When the Hospital’s profitability model resembles the insurer’s, and it is beholden only to itself (capitated payments are all there is), something fascinating happens. No longer does it matter if there is an ICD-10/HOPPS/CPT/DRG code for a procedure. The entity is no longer beholden to the rules of payment, and can internally innovate. A successful vertically integrated enterprise will – and quickly. While there will have to be appropriate regulatory oversight to prevent patient abuse, profiteering, or attempts to financialize the model; adjusting capitation with incentive payments for real measures of quality (not proxies) will prompt compliance and improved care.

Writing as a physician, this arrangement may or may not commoditize care further. Concerns about standardization of care are probably overstated, as the first CDS tool more accurate than a physician will standardize care to that model anyway! From an administrator’s perspective, it is a no-brainer to deliver care in an innovative manner that circumvents existing stumbling blocks. From a patient’s perspective, while I prefer easy access to a physician, maintaining that access is becoming unaffordable, let alone then utilizing health care! At some point, the economic pain will be so high that patients will want alternatives they can afford. Whether that means mid-levels or AI algorithms only time will tell.
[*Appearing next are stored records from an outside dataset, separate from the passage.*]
PR #1795, opened 2026-08-20
[Server] Drop KMS encryption-context ARNs from STS session policies

s-maling-celonis:
**PR Checklist**

**Description of changes**

#1774 added `kms:Decrypt` / `kms:GenerateDataKey*` so vended credentials can read SSE-KMS objects. It also listed every S3 ARN again under `kms:EncryptionContext:aws:s3:arn`. That duplication makes AssumeRole fail with `Packed policy consumes 100% of allotted space` on long managed-table paths.

This is not GovCloud-specific. STS packed-policy size is a general limit (plaintext cap 2048 characters). GovCloud and China hit it sooner because `arn:aws-us-gov:` / `arn:aws-cn:` are longer than `arn:aws:`, and those ARNs were copied into both S3 `Resource` and the KMS encryption-context list. Commercial AWS overflows too with a long enough path or several locations in one vend call.

**Change**

Keep the KMS actions and `kms:ViaService` (partition-aware DNS suffix from #1794). Drop the encryption-context ARN list. S3 `Resource` / prefix conditions already constrain which objects the session can Get/Put; a session policy cannot grant more than the assumed role already has.

**Testing**

- [x] `AwsPolicyGeneratorTest.testKmsStatementOmitsEncryptionContext`
- [x] `AwsPolicyGeneratorTest.testLongManagedTablePathFitsStsSessionPolicyLimit` (GovCloud ARNs, policy < 1600 chars)
- [x] `sbt "server/testOnly io.unitycatalog.server.service.credential.aws.AwsPolicyGeneratorTest io.unitycatalog.server.service.credential.CloudCredentialVendorTest"` (Java 17) — 47 passed

### DIFF
--- a/server/src/main/java/io/unitycatalog/server/service/credential/aws/AwsPolicyGenerator.java
+++ b/server/src/main/java/io/unitycatalog/server/service/credential/aws/AwsPolicyGenerator.java
@@ -22,6 +22,8 @@ import software.amazon.awssdk.regions.Region;
 
 public class AwsPolicyGenerator {
 
+  static final String AWS_PARTITION = "aws";
+
   static final List<String> SELECT_ACTIONS = List.of("s3:GetO*");
   static final List<String> UPDATE_ACTIONS = List.of(
       "s3:GetO*", "s3:PutO*", "s3:DeleteO*", "s3:*Multipart*");
@@ -66,8 +68,6 @@ public class AwsPolicyGenerator {
       Action: []
       Resource:
         - "*"
-      Condition:
-        StringLike: {}
       """;
 
   private static final ObjectMapper JSON_MAPPER = new ObjectMapper();
@@ -75,8 +75,12 @@ public class AwsPolicyGenerator {
 
   // This can support generating a policy across multiple buckets and paths, however, the assumed
   // role the policy is applied to for a scoped-session needs to have access across those buckets
+  /**
+   * Test helper: commercial {@link #AWS_PARTITION} (no role ARN or region). Production always
+   * calls {@link #generatePolicy(Set, List, String, Region)}.
+   */
   @SneakyThrows
-  public static String generatePolicy(
+  static String generatePolicy(
       Set<CredentialContext.Privilege> privileges,
       List<NormalizedURL> locations) {
     return generatePolicy(privileges, locations, null, null);
@@ -102,10 +106,10 @@ public class AwsPolicyGenerator {
     JsonNode operationsStatement = loadYaml(OPERATION_STATEMENT);
     policyStatement.add(operationsStatement);
     JsonNode kmsStatement = loadYaml(KMS_STATEMENT);
-    JsonNode stringLike = kmsStatement.findPath("StringLike");
-    if (stringLike instanceof ObjectNode stringLikeNode) {
-      stringLikeNode.put("kms:ViaService", kmsViaService(partition));
-    }
+    ((ObjectNode) kmsStatement)
+        .putObject("Condition")
+        .putObject("StringLike")
+        .put("kms:ViaService", kmsViaService(partition));
 
     // Add the appropriate S3 and KMS operations for the privileges requested
     ArrayNode actions = (ArrayNode) operationsStatement.findPath("Action");
@@ -209,7 +213,7 @@ public class AwsPolicyGenerator {
   }
 
   private static PartitionMetadata commercialPartition() {
-    return PartitionMetadata.of("aws");
+    return PartitionMetadata.of(AWS_PARTITION);
   }
 
   private static String s3Arn(PartitionMetadata partition, String resource) {
--- a/server/src/main/java/io/unitycatalog/server/service/credential/aws/AwsPolicyGenerator.java
+++ b/server/src/main/java/io/unitycatalog/server/service/credential/aws/AwsPolicyGenerator.java
@@ -53,24 +53,22 @@ public class AwsPolicyGenerator {
       Resource: []
       """;
 
-  // The condition key S3 populates when it calls KMS on the caller's behalf. Its value is the ARN
-  // of the object being encrypted or decrypted, or the ARN of the bucket when the bucket has S3
-  // Bucket Keys enabled, in which case the data key is shared across the objects in the bucket.
-  static final String KMS_ENCRYPTION_CONTEXT_KEY = "kms:EncryptionContext:aws:s3:arn";
-
   // Unity Catalog doesn't know which KMS key a bucket is configured with, so the resource stays
-  // open and the statement is narrowed by condition instead: to KMS calls made through S3, and to
-  // the S3 ARNs this policy already grants access to. A session policy can only narrow what the
-  // assumed role is already allowed to do, so a role without KMS access still gets none.
+  // open and the statement is narrowed to KMS calls made through S3. A session policy can only
+  // narrow what the assumed role is already allowed to do, so a role without KMS access still
+  // gets none. Encryption-context ARNs are omitted on purpose: they duplicate every S3 resource
+  // in this policy, and on long managed-table paths that blows the STS packed-policy limit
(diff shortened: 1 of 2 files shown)


server/src/main/java/io/unitycatalog/server/service/credential/aws/AwsPolicyGenerator.java
```diff
@@ -66,8 +69,7 @@ public class AwsPolicyGenerator {
       Condition:
         StringLike:
           "kms:ViaService": "s3.*.amazonaws.com"
```
yili-db: Avoiding setting a default here so that the correct value is always set?

server/src/main/java/io/unitycatalog/server/service/credential/aws/AwsPolicyGenerator.java
```diff
@@ -78,11 +80,33 @@ public class AwsPolicyGenerator {
...
+      String roleArn,
+      String awsRegion) {
+    String partition = iamPartitionId(roleArn, awsRegion);
     JsonNode policyRoot = loadYaml(POLICY_STATEMENT);
     ArrayNode policyStatement = (ArrayNode) policyRoot.findPath("Statement");
     JsonNode operationsStatement = loadYaml(OPERATION_STATEMENT);
     policyStatement.add(operationsStatement);
     JsonNode kmsStatement = loadYaml(KMS_STATEMENT);
+    JsonNode stringLike = kmsStatement.findPath("StringLike");
+    if (stringLike instanceof ObjectNode stringLikeNode) {
```
yili-db: Per https://github.com/unitycatalog/unitycatalog/pull/1795/changes#r3827823743
If the default value is removed, this line can unconditionally add a new `StringLike` node.

server/src/main/java/io/unitycatalog/server/service/credential/aws/AwsPolicyGenerator.java
```diff
@@ -147,14 +161,63 @@ public static String generatePolicy(
...
+    }
+    return partitionFromRegion(awsRegion);
+  }
+
+  static String partitionFromArn(String arn) {
+    if (arn == null || arn.isBlank()) {
+      return null;
+    }
+    // arn:partition:service:region:account:resource
+    String[] parts = arn.split(":", 6);
```
yili-db: Reuse `software.amazon.awssdk.arns.Arn.fromString(arn).partition()`?

server/src/main/java/io/unitycatalog/server/service/credential/aws/AwsPolicyGenerator.java
```diff
@@ -147,14 +161,63 @@ public static String generatePolicy(
...
+  static String partitionFromRegion(String awsRegion) {
+    if (awsRegion == null || awsRegion.isBlank()) {
+      return "aws";
+    }
+    try {
+      RegionMetadata metadata = Region.of(awsRegion).metadata();
+      if (metadata == null || metadata.partition() == null) {
+        return "aws";
+      }
+      String partitionId = metadata.partition().id();
```
yili-db: Maybe just return the entire `PartitionMetadata` so that downstream doesn't need to do `PartitionMetadata.of` to convert it back?

server/src/main/java/io/unitycatalog/server/service/credential/aws/AwsCredentialGenerator.java
```diff
@@ -87,6 +89,7 @@ public StsAwsCredentialGenerator(StsClientBuilder builder, S3StorageConfig confi
 
       this.stsClient = builder.region(region).credentialsProvider(credentialsProvider).build();
       this.staticAwsRoleArn = config.getAwsRoleArn();
+      this.awsRegion = region.id();
```
yili-db: Safe the entire `Region` and pass it along so that down stream doesn't need to do `Region.of`?

server/src/main/java/io/unitycatalog/server/service/credential/aws/AwsPolicyGenerator.java
```diff
@@ -78,11 +80,33 @@ public class AwsPolicyGenerator {
   public static String generatePolicy(
```
yili-db: This is no longer used for prod use. But it's only kept for test use.
Either redirect tests to the 4-arg function and remove this one, or make it clear (or possibly package local) that this is test only.

server/src/main/java/io/unitycatalog/server/service/credential/aws/AwsPolicyGenerator.java
```diff
@@ -147,14 +161,63 @@ public static String generatePolicy(
...
+    String[] parts = arn.split(":", 6);
+    if (parts.length < 2 || !"arn".equalsIgnoreCase(parts[0]) || parts[1].isBlank()) {
+      return null;
+    }
+    return parts[1];
+  }
+
+  static String partitionFromRegion(String awsRegion) {
+    if (awsRegion == null || awsRegion.isBlank()) {
+      return "aws";
```
yili-db: `"aws"` appears many times in prod code and test code. Worth make it a constant.

server/src/main/java/io/unitycatalog/server/service/credential/aws/AwsPolicyGenerator.java
s-maling-celonis: Yes — no default in the template. `kms:ViaService` is always set from the partition when the policy is built.

server/src/main/java/io/unitycatalog/server/service/credential/aws/AwsPolicyGenerator.java
s-maling-celonis: Done in #1794; this branch now uses `Arn.fromString(roleArn).partition()`.

server/src/main/java/io/unitycatalog/server/service/credential/aws/AwsCredentialGenerator.java
s-maling-celonis: Done in #1794; `StsAwsCredentialGenerator` stores the `Region` and passes it through.

server/src/main/java/io/unitycatalog/server/service/credential/aws/AwsPolicyGenerator.java
s-maling-celonis: Done in #1794; `iamPartition` / `partitionFromRegion` return `PartitionMetadata`.

server/src/main/java/io/unitycatalog/server/service/credential/aws/AwsPolicyGenerator.java
s-maling-celonis: Dropped `Condition`/`StringLike` from the YAML. The code now always puts `Condition.StringLike.kms:ViaService`.

server/src/main/java/io/unitycatalog/server/service/credential/aws/AwsPolicyGenerator.java
s-maling-celonis: Made package-private and documented as the test/commercial fallback. Production still uses the 4-arg form.

server/src/main/java/io/unitycatalog/server/service/credential/aws/AwsPolicyGenerator.java
s-maling-celonis: Added `AWS_PARTITION` and used it in `commercialPartition()` and the partition-id assertions. CsvSource rows still use the literal `"aws"`.

yili-db:
https://github.com/unitycatalog/unitycatalog/pull/1794 is merged. Please rebase

s-maling-celonis:
Thanks @yili-db — rebased onto `main` now that #1794 is merged.

yili-db (approved):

STUB: Data Science and Radiology

I really like the concept I began here with data visualization in five dimensions. Could this be a helpful additional tool to AI research like Tensorboard? I’m thinking about eventually writing a paper on this one.

STUB: Developing the Care Model

The concept of treating a care model like an equation is what got me started on all this – describing a system as a mathematical model seemed like such a good idea – but required learning on my part. That, and the effects thereof, are still ongoing. At the time of the writing, the solution appeared daunting & I “put the project on the back burner (i.e. abandoned it)” as I couldn’t make it work. Of course, with advancing tools and algorithms well suited to evaluation of this task, I might rexamine this soon.